Friday, May 30, 2014

Day 16 - May 21, 2014 - Plitvice National Park

We were up early on on the trail by 9am. At the trail head we met the ranger who according to our desk clerk would tell us the best way to spend 3 days. Upon telling the Information Ranger we would be here for 2-1/2 full days he said, "No, that much too long. See everything good in 90 minutes. But if you want you could go down that way, but that way is actually closed because trail is 2 feet underwater. So maybe you don't go that way."
I just thanked him for the "advice" and we headed out to explore the park. The area had just received record rains this spring, so even the locals were coming out to the park to see the waterfalls. The 90 minute viewing seems to be what most bus tours get, however, that is just a small portion of the park. We spent the entire day on the upper lakes exploring all the trails. The trails are a complete labyrinth. Most visitors were walking along the trails with a confused look on the face which then turns to disbelief as they round a corner to see the next barrage of waterfalls. 



The lake is comprised of 16 terraced lakes with countless waterfalls. So as long as you keep weaving your way up, you know you are going the right way. Lake Plitvice is truly an incredible place. If you are into geology, this is the place to be. According to geologists, Plitvice is a "perfect storm" of unique geological, climatic and biological features found in very few places on earth aside from just being spectacularly beautiful. The water is perfectly clear because it calcifies everything it touches thereby preventing the creation of mud, so the bottom of the lakes are entirely stone. Because of the magnesium carbonate in the water, the water changes color with the direction of the sun. Everywhere you look, there are trout of all different sizes swimming lazily along. The entire park is protected, so there is no swimming or fishing.

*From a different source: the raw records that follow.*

PR #14878, opened 2016-07-07
chore(package.json): update jasmine-reporters to 2.2.0

Narretz:
Currently, you cannot use fit or fdescribe with protractor due to a bug in our version of jasmine-reporters

### DIFF
--- a/npm-shrinkwrap.clean.json
+++ b/npm-shrinkwrap.clean.json
@@ -7,10 +7,10 @@
           "version": "3.3.6"
         },
         "express": {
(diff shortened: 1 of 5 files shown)


gkalpak:
LGTM

mhutton86:
@Narretz, can you provide a bit more information:
* what are the recreation steps?
* what's the actual error you're seeing?
* what exact version of angular are you running?
* can you provide a gist / plunker?
* is there anything else that needs to be done for this issue?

Walking through the park, it's hard to believe that this is where the Croatian/Bosnian/Yugolsavian war began on Easter Sunday 1991. The Serbs held Plitvice until 1995 and most Croatians were evacuated from the area. During those 5 years, the park saw no tourists and was allowed to grow wild allowing the ecosystem to recover. The park did not start actively receiving tourists again until 2001.

















We basically immersed ourselves in the park. Around 5:00 we caught the boat and went 30 minutes down the lake to do a little recon of the lower lakes for the next day. From above, we could see the trails and a cave system, plus the park's biggest waterfall was somewhere down in the canyon.



It had been an excellent day! I ended it with having trout for dinner. It was delicious!